Why I don't support or contribute to GitHub repositories (2014) - soulchild37
https://wubthecaptain.eu/articles/why-i-dont-support-github.html
======
RubyPinch
A pretty good article about how people form opinions first and then search for
reasons after.

"DCMA is censorship", DCMA is being used as it should, it is not for github to
decide how DCMA works, there is supposed to be a takedown, and then a response
to the takedown, and then time wasting occurs at that point as legal matters
usually entail. This applies to any hosting company within the US.
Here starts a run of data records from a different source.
Issue #7000, opened 2021-03-12
Invalid SQL generated for creating virtual tables with primary keys


uptycs-rmack:
If you enable sqlite logging, at osqueryi startup you'll see a bunch of spew similar to

near "WITHOUT": syntax error in "CREATE VIRTUAL TABLE temp.temperature_sensors USING temperature_sensors(`key` TEXT, `name` TEXT, `celsius` DOUBLE, `fahrenheit` DOUBLE, PRIMARY KEY (`key`)) WITHOUT ROWID"

The issue is that you can't put WITHOUT ROWID on a CREATE VIRTUAL TABLE statement but current code is doing that for any tables with a primary key specified.

I *think* the fix would be to change the call to columnDefinition() inside attachVirtualTables() to pass "is_extension = true". This would suppress the WITHOUT ROWID inside the std::string columnDefinition(const TableColumns& columns, bool is_extension) function.

A couple reasons I'm not putting up a PR yet:

1. I'm not sure if this matters. Apparently those tables still work even if the virtual table creation fails.
2. I'm hesitant to change is_extention to true because it might cause other changes now or later that we don't want.

Anyone familiar with this code want to advise on whether this is an appropriate fix? "Works for me" but I'm not confident.

theopolis:
I will have to look into the code but I don't think `is_extension` should be set for tables that do not originate from extensions.

Another option might be to allow the `columnDefinition` API to take a parameter to skip emitting the `WITHOUT ROWID`.

But I also want to look into the incompatibility when using a `PRIMARY` key. I think the result within SQLite is that a table with an explicit primary key does not need the auto-generated `rowid` column and thus the `WITHOUT ROWID` qualifier is superfluous.

theopolis:
Yeah, we definitely don't want to touch this without knowing exactly what effect we are creating. The `WITHOUT ROWID` was introduced to fix a bug where `xBestIndex` would incorrectly optimize away constraints. 

Imagine a complex query that SELECTs from `file` multiple times, the first time with `path = /dev/null` and the second with `path = /dev/tty`. When a `rowid` column is used (automatically added when `WITHOUT ROWID` is missing) then the `rowid` for both of these is `0` and SQLite internally can ditch the second result as an optimization technique.

You may be able to observe this behavior with a table like `package_install_history`, which does include a `rowid` column added by SQLite. Try selecting from this table twice and within a complex query and check if the actual table implementation is called twice.

[...]

Issue #5714, opened 2019-08-22
Tables without a rowid are not created when the table is attached


Smjert:
# Bug report

### What operating system and version are you using?
Ubuntu 18.04

### What version of osquery are you using?

osquery master 

### What steps did you take to reproduce the issue?
While debugging an issue with table registering, I noticed that the following function
https://github.com/osquery/osquery/blob/e6fe15eb49660725e65dba1549932ed96e0a8c6e/osquery/sql/virtual_table.cpp#L1013
was not logging a possible error of the CREATE VIRTUAL TABLE query:
https://github.com/osquery/osquery/blob/e6fe15eb49660725e65dba1549932ed96e0a8c6e/osquery/sql/virtual_table.cpp#L1037-L1046
So I added some logging of the status and the errorMsg from sqlite3_exec.

### What did you expect to see?
The query should always succeed or if there's an error, it should log it

### What did you see instead?
When I added some logging I noticed that some of the tables, like `processes`, were using a query with `WITHOUT ROWID` and failing with a `syntax error near WITHOUT`.
The sqlite manual always says ([here](https://www.sqlite.org/withoutrowid.html) and [here](https://www.sqlite.org/vtab.html)) that `CREATE TABLE` not `CREATE VIRTUAL TABLE` can use `WITHOUT ROWID` and, for virtual tables at least, inside `sqlite3_declare_vtab`, not `sqlite3_exec`.

Also since it seems all our tables are eponymous, meaning that xCreate=xConnect, so they could be referred to using the module name, a `CREATE VIRTUAL TABLE` is also not really necessary, unless we want to control when to call xCreate the first time.
If that's the case, do we really need to specify all the columns and types in the query?

Because since our tables are eponymous and due to what's written in the `CREATE VIRTUAL TABLE` [manual](https://www.sqlite.org/lang_createvtab.html), it's possible to create a query without any module argument, like
`CREATE VIRTUAL TABLE temp.processes USING processes()`, and the xCreate method will be called correctly. I did a quick test and it seemed the case since our implementation of xCreate seems to take the columns definitions from the spec, not from parsing the query.

Last but not least, Is there a specific reason why we create tables under the `temp` schema, even if they are eponymous and already present in the `main` one?
I believe that the fact that they are eponymous makes everything "work" and this issue not being noticed, but the side effect is that xCreate is called delayed, when a query is done against the table.

Smjert:
A last question is, why we ignore SQLITE_MISUSE?
[...]

PR #8139, opened 2023-09-14
Fix named virtual table create statement

Micah-Kolide:
Fixes: #7000 
Fixes: #5714

I noticed some of the named virtual tables don’t appear in the osquery instance. This can be seen by querying `sqlite_temp_master`.

Digging a lot, this is because we add `WITHOUT ROWID` to the column definitions when a table contains a column with either an index or additional flag set. This breaks parsing on the named virtual table create statements.

```
osquery> CREATE VIRTUAL TABLE test USING users() WITHOUT ROWID;
Error: near "WITHOUT": syntax error

osquery> CREATE VIRTUAL TABLE test USING users();

osquery> SELECT uid FROM test LIMIT 1;
+-----+
| uid |
+-----+
| 278 |
+-----+
```

This has been true since we added support for [sqlite 3.14.0](https://github.com/osquery/osquery/commit/763f4e94372c768e3c8f9f235ac5ce7370d2a2c6#diff-496b07a6ace3d0702ddd348f9b0b4fc3f13bcf22c159e2601b23668937d254c0). It wasn’t caught because we ignore the return code. This [Commit](https://github.com/osquery/osquery/commit/0cc9bbbaf7b2687032ee7829f424c19b650986ab) adds some error handling and we can see this. It might make sense to panic, or exit on error here.
```
E0914 10:17:00.132483 -167157632 virtual_table.cpp:1116] Error creating named virtual table: users (1)
E0914 10:17:00.132673 -167157632 virtual_table.cpp:1116] Error creating named virtual table: yara (1)
E0914 10:17:00.132719 -167157632 virtual_table.cpp:1116] Error creating named virtual table: ycloud_instance_metadata (1)
```

This PR additionally removes the column definitions from the `CREATE VIRTUAL TABLE` statement. As these additional arguments are not needed, and don’t appear to be adding much.

```
CREATE VIRTUAL TABLE tablename USING modulename(arg1, arg2, ...);

Each module-argument is passed as written (as text) into the constructor method (xCreate) of the virtual table implementation when the virtual table is created and that constructor is responsible for parsing and interpreting the arguments.

xCreate: If present, the fourth and subsequent strings in the argv[] array report the arguments to the module name in the CREATE VIRTUAL TABLE statement.
```

xCreate could access the column definitions that are in `argv[]`, but instead there’s a second call to `columnDefinition` for `sqlite3_declare_vtab()`.

The only side effect I’ve noticed so far with these changes, is that the schema is not in the `sqlite_temp_master`. But it still appears in `.schema`.

```
osquery> SELECT * FROM sqlite_temp_master WHERE name = 'users';
    type = table
    name = users
    tbl_name = users
    rootpage = 0
    sql = CREATE VIRTUAL TABLE users USING users

osquery> .schema users
CREATE TABLE users(`uid` BIGINT, `gid` BIGINT, `uid_signed` BIGINT, `gid_signed` BIGINT, `username` TEXT, `description` TEXT, `directory` TEXT, `shell` TEXT, `uuid` TEXT, `type` TEXT HIDDEN, `is_hidden` INTEGER, `pid_with_namespace` INTEGER HIDDEN, PRIMARY KEY (`uid`, `username`, `uuid`, `pid_with_namespace`)) WITHOUT ROWID;
```

### DIFF
--- a/osquery/sql/virtual_table.cpp
+++ b/osquery/sql/virtual_table.cpp
@@ -1084,7 +1084,6 @@ struct sqlite3_module* getVirtualTableModule(const std::string& table_name,
 } // namespace tables
 
 Status attachTableInternal(const std::string& name,
-                           const std::string& statement,
                            const SQLiteDBInstanceRef& instance,
                            bool is_extension) {
   if (SQLiteDBManager::isDisabled(name)) {
@@ -1109,7 +1108,7 @@ Status attachTableInternal(const std::string& name,
 
   if (rc == SQLITE_OK || rc == SQLITE_MISUSE) {
     auto format =
-        "CREATE VIRTUAL TABLE temp." + name + " USING " + name + statement;
+        "CREATE VIRTUAL TABLE temp." + name + " USING " + name;
 
     rc =
         sqlite3_exec(instance->db(), format.c_str(), nullptr, nullptr, nullptr);
@@ -1165,12 +1164,10 @@ void attachVirtualTables(const SQLiteDBInstanceRef& instance) {
   bool is_extension = false;
 
   for (const auto& name : RegistryFactory::get().names("table")) {
-    // Column information is nice for virtual table create call.
     auto status =
         Registry::call("table", name, {{"action", "columns"}}, response);
     if (status.ok()) {
-      auto statement = columnDefinition(response, true, is_extension);
-      attachTableInternal(name, statement, instance, is_extension);
+      attachTableInternal(name, instance, is_extension);
     }
   }
 }
--- a/osquery/sql/virtual_table.cpp
+++ b/osquery/sql/virtual_table.cpp
@@ -1107,13 +1107,13 @@ Status attachTableInternal(const std::string& name,
       instance->db(), name.c_str(), module, (void*)&(*instance));
 
   if (rc == SQLITE_OK || rc == SQLITE_MISUSE) {
-    auto format =
-        "CREATE VIRTUAL TABLE temp." + name + " USING " + name;
+    auto format = "CREATE VIRTUAL TABLE temp." + name + " USING " + name;
 
     rc =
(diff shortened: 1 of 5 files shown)


osquery/sql/virtual_table.cpp
```diff
@@ -1108,12 +1107,14 @@ Status attachTableInternal(const std::string& name,
...
-        "CREATE VIRTUAL TABLE temp." + name + " USING " + name + statement;
+    auto format = "CREATE VIRTUAL TABLE temp." + name + " USING " + name;
 
     rc =
         sqlite3_exec(instance->db(), format.c_str(), nullptr, nullptr, nullptr);
-
+    if (rc != SQLITE_OK) {
+      LOG(ERROR) << "Error creating named virtual table: " << name << " (" << rc
+                 << ")";
+    }
```
directionless, line 1117: I love that you found this omission.

directionless (dismissed):
This makes sense to me.

directionless (approved):

directionless (dismissed):

Smjert:
This seems to be related to: https://github.com/osquery/osquery/issues/5714 and https://github.com/osquery/osquery/issues/7000

directionless:
One of the comments on #7017 is:
> There are some 'hacks' people use by inspecting sqlite_temp_master and having the schemas there at runtime is helpful.

And this breaks that. 

But, my personal view is that since some tables are missing from `sqlite_temp_master` those hacks already don't work, so there is little value in supporting them. And schemas are visible with `.schema` as well as `table_info` and `table_xinfo` pragmas

Smjert:
(Closing and reopening since some CI fixes landed on master)

directionless (approved):
Conclusion on office hours is that this PR is an improvement over the broken status quo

"Users must provide a name on signup" like any other sign up process with any
other host (if you couldn't tell this was the case from the signup screen,
then well) "GitHub takes no liability for account security" forgetting the
part where it says "[if its the user's fault]" "github can terminate accounts
whenver" is standard for a bloody obvious reason: you never want to have that
"oh BUT YOUR RULES DIDNT SAY I COULDN'T DO X" conversation with anyone when X
is something that no self-respecting adult should do

etc etc

"You shall defend and indemnify GitHub" once again missing the "[if its your
content that caused us to get into this shitstorm]", you can still sue github
without that clause coming into play

------
eXpl0it3r
There are always "bad" sides to things. Yet I personally see the good parts of
GitHub largely outweighing the "bad" parts.

> GitHub wants to control your projects on GitHub

So because they have become popular GitHub now wants to control everyone?
Sounds more paranoid than anything else.

> developers have become enslaved by a large company telling them how to do
> their project management

GitHub provides limited ways to manage your project, but it's not mandatory!
Disable the issue tracker and wiki, and use whatever management tools you
want. Also just because he doesn't like the project management tools GitHub
provides, doesn't imply that everyone has been enslaved and forced to use it.
It _can_ be very useful and comes at no cost and not setup required for Open
Source projects.

> Censorship

Such an overused word. GitHub is not obligated to protect your rights for
freedom of speech. They have Terms of Service and if they judge something as
not fitting for their platforms, they have the right to remove it. That is
_not_ censorship.

Whether the DMCA requests where legitimate or not, is in my opinion something
lawyers should deal with and not random partially biased internet users.

> Terms of Service

The goal of ToS is to protect the company which in turn protects the whole
user base from "bad" users. Again the ToS are not here to provide you security
or protection, but it lays out how you can use the service and what rights
GitHub keeps in case you're determined to be a "bad" user.

What I'm missing from the post is an alternative - if not GitHub what then?
Because I'm sure you'll find similar points for any other Git repository
hosting company, which leaves you with self-hosting. But for self-hosting
people usually forget to calculate for the time spent setting things up,
maintaining it and making sure everything is secure. Especially regarding
security I'd personally trust a company more than co-worker who knows
something about Linux and servers or myself.

------
mpbm
Reminds me of conversations I've had with people who don't understand how tax
brackets and insurance premiums work. They get angry and scared based on their
own flawed perspective. Everything the author cited looks like standard
practice, just slightly obfuscated by legal language.